How long are the world's longest fingernails? How tall is the world's tallest building? How many seconds does it take the world's fastest balloon popper to pop 50 balloons, and just how many licks does it take to get to the Tootsie Roll center of a Tootsie Pop?
The world may never know the answer to some of life's most pressing questions, but most of those most off-the-wall bits of trivial trivia have long been found published in the pages of the Guinness Book of World Records, an annually updated tome of knowledge chronicling the pinnacles of both human achievement, and human oddity. And now Warner Bros. Interactive and TT Games, known to many by their involvement in such past projects as LEGO Batman: The Video Game
, have teamed again to append that same subtitle to a new interactive adaptation of the best-selling book franchise -- it's Guinness World Records: The Video Game
And it's a mini-game collection. Really, that's what you should have expected from a design built exclusively for Nintendo's DS and Wii, the current kings of all games mini. You jump into the title by first customizing a personal avatar, then use that avatar to walk around a cartoony re-creation of the earth appointed with twelve recognizable landmarks, like the Statue of Liberty in New York and Ayers Rock in Australia. Each landmark, then, serves as the launching spot for three mini-game designs.
They're all over the map. Some are based on fairly "serious" records like world's tallest skyscraper, while others exploit the appeal of the truly odd -- like world's most tattooed man. Each mini-game is then built around the idea of beating the current world record. Meaning you're going to have to build a new tallest skyscraper from the ground up, or tattoo some poor sap until he's covered in ink head-to-toe.
These wildly varying pieces of subject matter all take the form of significantly different mini-games in terms of mechanics, too, making Guinness World Records a more approachable collection of small game designs than other fare Nintendo fans have seen over the past few years. You're not getting just 36 "point and click as fast as you can" games here.

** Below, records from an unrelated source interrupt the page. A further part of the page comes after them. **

PR #180, opened 2017-06-29
Fix/disambiguateRefactor

200sc:
This resolves a few TODOs related to disambiguate groups. 

Previously you could put a lexer class into a disambiguate group. This would result in a rather unhelpful copper error message with line numbers meaningless to the source .sv file:

```
   [copper] Parser_disambLexer_p.copper:58.70: cvc-complex-type.2.4.a: Invalid content was found starting with element 'TerminalClassRef'. One of '{"http://melt.cs.umn.edu/copper/xmlns":TerminalRef}' is expected.
   [copper] Parser_disambLexer_p.copper:57.54 [parser disambLexer_p]: Disambiguation function disambLexer___disam20 is missing the following required attributes: [code or disambiguateTo, members]
   [copper] Parser_disambLexer_p.copper:7.73 [parser disambLexer_p]: Undefined reference to disambLexer_Root
```

This PR creates a new nonterminal `TermList` which replaces the previous `TermPrecList` in disambiguate groups. `TermPrecList` no longer has a `defs` attribute, as that was only there for the benefit of disambiguate groups. 

The above error message now looks like this, in an example where `A_l` is a defined lexer class:
`Artifact.sv:20:13: error: Undeclared terminal 'A_l'.`

Because `A_l` is declared, this error message could be improved to something like: `error: Expected terminal, found lexer class 'A_l'.`, but that sort of error message would be helpful in a lot of places in Silver so that might be for a different issue.

### DIFF
--- a/grammars/silver/modification/copper/DisambiguationGroup.sv
+++ b/grammars/silver/modification/copper/DisambiguationGroup.sv
@@ -7,8 +7,7 @@ top::AGDcl ::= 'disambiguate' terms::TermList acode::ActionCode_c
 {
   top.pp = "disambiguate " ++ terms.pp ++ " " ++ acode.pp;
 
-  top.errors := terms.errors;
-  top.errors <- acode.errors;
+  top.errors := terms.errors ++ acode.errors;
 
   acode.env = newScopeEnv(disambigLexemeDef(top.grammarName, top.location) ::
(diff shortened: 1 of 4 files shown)


tedinski:
lgtm.

Lexer classes are a bit strange, because they get their own private namespace. Fixing that would require some design work...

PR #181, opened 2017-07-06
Formalize current behavior in inferring the "refset" in flow analysis.

### LINKED ISSUE #178: Finalize behavior of inferred "ref set" for flow analysis
The normal rules of the flow analysis are that all inherited attribute occurrences exported by the nonterminal's grammar are in the ref set. (The set of inherited attributes required/assumed of decorated references.)

This rule (from my PhD thesis) does not account for `option`s. Normally, options are considered exports for everything flow analysis related. However, this might be a good exception: doing so here would require the use of inherited attribute from an "optional component" essentially making it non-optional.

Right now, the code is actually slightly broken!

https://github.com/melt-umn/silver/blob/develop/grammars/silver/definition/flow/env/NonterminalDcl.sv#L11

We're filtering by `isExportedBy` but we're starting with only the inherited attributes know to exist by the local environment. Normally options aren't imported, so we're accidentally skipping any exported by options.

I propose we codify this bug into a feature. We should introduce an `isStrictlyExportedBy` to actually implement the right check (not counting options), and use it here. And also document things.

This change inspired by https://github.com/melt-umn/ableC/pull/50

tedinski:
Pretty much as discussed in the issue.

Fixes #178

### DIFF
--- a/grammars/silver/definition/flow/env/NonterminalDcl.sv
+++ b/grammars/silver/definition/flow/env/NonterminalDcl.sv
@@ -1,14 +1,17 @@
 grammar silver:definition:flow:env;
 
 import silver:definition:type:syntax only BracketedOptTypeList;
-import silver:driver:util only isExportedBy;
+import silver:driver:util only isStrictlyExportedBy;
 
 aspect production nonterminalDcl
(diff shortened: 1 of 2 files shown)


krame505:
LGTM

PR #182, opened 2017-07-06
Check flow types of attribute sections.

### LINKED ISSUE #47: Missing flow type checks on attribute sections (.attr)
```
1. map((.typerep), list :: [Expr]), where ft(typerep) = {env}
2. No errors or warnings
3. Crash!

We need to add checks for this.

```

Original issue reported on code.google.com by `tux...@gmail.com` on 18 Apr 2014 at 6:47

tedinski:
As mentioned in the associated issue.

Fixes #47

### DIFF
--- a/grammars/silver/analysis/warnings/defs/Inh.sv
+++ b/grammars/silver/analysis/warnings/defs/Inh.sv
@@ -578,3 +578,30 @@ top::Expr ::= 'decorate' e::Expr 'with' '{' inh::ExprInhs '}'
 }
 
 -- TODO: pattern variable accesses.
+
+aspect production attributeSection
+top::Expr ::= '(' '.' q::QName ')'
+{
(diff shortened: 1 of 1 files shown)


tedinski:
Merging this.

cc @ericvanwyk @krame505 it's possible new MWDA errors may appear as a result, FYI. I waited until after our artifact was (presumably?) submitted to make sure I didn't do this at the last minute... hope there aren't any other immediate deadlines like that.

ericvanwyk:
The artifact is in, a bit more limited in explanations of things that I'd wanted but I think it is good.

There are no pending deadlines, except final versions of the OOPSLA paper.  But we should be looking for failing MWDA tests and fixing them.  @TravisCarlson can you watch this as well, when you return - no need to worry about this now while you're away.

PR #184, opened 2017-07-09
New warning: lower-case production names. Refactor regex.

### LINKED ISSUE #46: Silver's separate namespaces for productions and nonterminals can clash in Copper specs
```

Name a nonterminal and a production the same name. e.g.

nonterminal A;

concrete production A
top::A ::=
{}

and generate a parser. 

What is the expected output? What do you see instead?

Copper will raise errors due to the duplicate names 'A', while Silver is happy 
with this arrangement.

Actually, the bug may manifest itself as Copper complaining about mal-formed 
XML, since Silver will happily resolve the name to a production inside, say, 
the right-hand side list of symbols (which should only be terminal or 
nonterminal references)

Please use labels and text to provide additional information.

We had discussed a possibility of required productions to be lower case awhile 
back. That would solve the problem, but is also a breaking change (which is why 
we haven't done it yet.)  Another possibility would be to mangle the copper 
names a little bit more than they are now by adding a namespace prefix like 
"prod__" to productions.
```

Original issue reported on code.google.com by `tux...@gmail.com` on 11 Mar 2014 at 5:42

tedinski:
I probably should have titled this "Sunday afternoon yac-shaving" :/

@ericvanwyk : Thoughts on introducing the warning in the first commit? Raising a warning on productions that start with anything but a lower-case letter?

Presently, this raised no warnings in Silver (except regex, which I then fixed) and none in ableC either. I think this is a pretty universally observed convention, and enforcing it would fix #46.

...then I decided to fix the regex grammar, and it made me angry enough that I did a complete refactoring of it, giving everything nice names, and fixing kludges.

...then I fixed a bug where silver was trying to continue compiling in the presence of parse errors. No one reported this? :(

...then I decided maybe we were printing slightly long lines listing filenames, and reduced that.

### DIFF
--- a/grammars/silver/definition/concrete_syntax/TerminalDcl.sv
+++ b/grammars/silver/definition/concrete_syntax/TerminalDcl.sv
@@ -62,10 +62,10 @@ top::AGDcl ::= t::TerminalKeywordModifier 'terminal' id::Name r::RegExpr tm::Ter
  -}
 nonterminal RegExpr with config, location, grammarName, pp, terminalRegExprSpec;
 
-synthesized attribute terminalRegExprSpec :: Regex_R;
+synthesized attribute terminalRegExprSpec :: Regex;
 
 concrete production regExpr
-top::RegExpr ::= '/' r::Regex_R '/'
+top::RegExpr ::= '/' r::Regex '/'
 {
   top.pp = "/" ++ r.regString ++ "/";
   top.terminalRegExprSpec = r;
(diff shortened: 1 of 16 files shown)


ericvanwyk:
Ok, you have been busy, definitely shaving those yacs.

I say go ahead with this, they all make sense.

I did notice Silver continuing after parse errors but was neck deep in the artifact stuff.  Fixing this is good.

PR #190, opened 2017-07-20
Major refactoring to our scripts

tedinski:
* In an attempt to be nicer to new users (and also just cleaning up), reduce the number of scripts in the project root. Rarely used scripts are now under `support/scripts/`
* Also makes these scripts somewhat more uniform in style and error checking.
* Slightly improves the install scripts. Suggests also installing gedit/emacs/vim support.
* Installs scripts like `sv-grep` by default now.

I don't intend to merge this until next week, because I think this will cause some breakages:

* [ ] Jenkins probably needs updating on `fetch-jars` and `make-dist` locations
* [ ] `generate-documentation` moved. What script uses this?
* [ ] Our AbleC VM artifact needs updating to find the install script in a new location
* [ ] For that matter, the documentation on our website needs updating!
* [ ] ...Also the README.md.

Anything else? Comments @remexre @ericvanwyk @krame505 @TravisCarlson ?

I'd like to merge this before a 0.4.0 release.


krame505:
Do we really want to move all these away from the top level?  I understand moving scripts that are called by update and the publishing scripts (which makes it much nicer for users of silver who aren't developing things), but one that I do use quite regularly is `./make-ide`, which seems like one we may want to keep at the top-level.  I believe this script is also mentioned in documentation in a few places, so we should probably either fix that or just leave it alone for now.  

Also, we have started moving in the direction of using Makefiles at the top-level of extensions for organizing various build and test commands.  For consistency, is this something that we may want to consider for ableC and Silver?

tedinski:
I'm 100% disinterested in using makefiles for Silver or Ablec. I didn't object to them for extensions in part because extensions have to also work with C code/libraries, in part because extensions have multiple "pieces", and in part because I didn't have to deal with it. :)

(In my general opinion, Makefiles are twice as much "awful 70s cruft" as bash scripts, but more complicated, harder to understand, and people are generally a lot less familiar with them. You use them because you have to, not because they're good. For Silver code, the Silver compiler ***is*** the build system, not just the compiler, so we don't need a separate build system like Makefiles, imo.)  ((PS: Also.... for AbleC, ideally we'd eventually get to the point where Silver is smart enough that all you need to build it is `silver build` in the repo, or something similarly "get rid of scripts entirely".))

RE `make-ide`: Would your concern be alleviated if we got Jenkins to auto-update an actual eclipse update site on `melt.cs.umn.edu`, so you generally never have to run it yourself?

krame505:
Sounds reasonable.

If setting up an actual update site would be simple then that would be
great- although this IDE is going away eventually, that is probably long
enough down the road for this to still be useful.

krame505:
Is this PR still planned for 0.4.0?  Or has it been abandoned for now?

tedinski:
Since we're running out of time, I think I'll merge it after 0.4.

Unless something shows up that we need to make an AbleC release, my plan is for Silver as-is to be 0.4 (with some release process stuff done, like getting HISTORY up to date.)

The skyscraper game, for example, plays out like a puzzler -- you're given a set of Tetris-like block shapes and must assemble them into a perfect square for each floor of your structure to be completed. The tattoo game involves both rapidly "painting" areas on the screen, but also color recognition -- you have to ink your client with the right shades, or else they won't be too happy with your artistry on their skin.
Most all of the game designs are represented the same way in both the DS and Wii versions of the game, with the obvious control alterations -- the DS is held book-style and relies heavily on touch screen input with your stylus, while the Wii Remote's pointer functionality serves the same purpose for the console edition. Poor control is a common complaint leveled against mini-game compilations, but that's never a concern here. Both the DS and Wii versions of each game control intuitively.
Many of the included designs will only be intriguing enough to hold your interest for long enough to make one or two attempts at beating the in-game "world record" for them, but there are a handful of addictive gems to be found here that are both fun and replayable enough that they could have been made into standalone WiiWare titles, given a bit more focus and depth -- the first record you're likely to try to break is for "World's Highest Video Game Score" and its associated mini-game, a spaceship shooter reminiscent of Asteroids or Geometry Wars
, is absolutely excellent.
Finally, the Guinness game justifies its placement in the Party genre by allowing up to four players to all go head-to-head against one another in each of the different mini-games. Though it's not as cohesive an experience as something like Mario Party
or the recently-released Monopoly
, it's still nice to be able to put up your best score against your buddies and earn bragging rights for beating their personal records. Nintendo's Wi-Fi Connection allows for multiplayer sessions to happen with distant opponents too, in both the DS and Wii editions.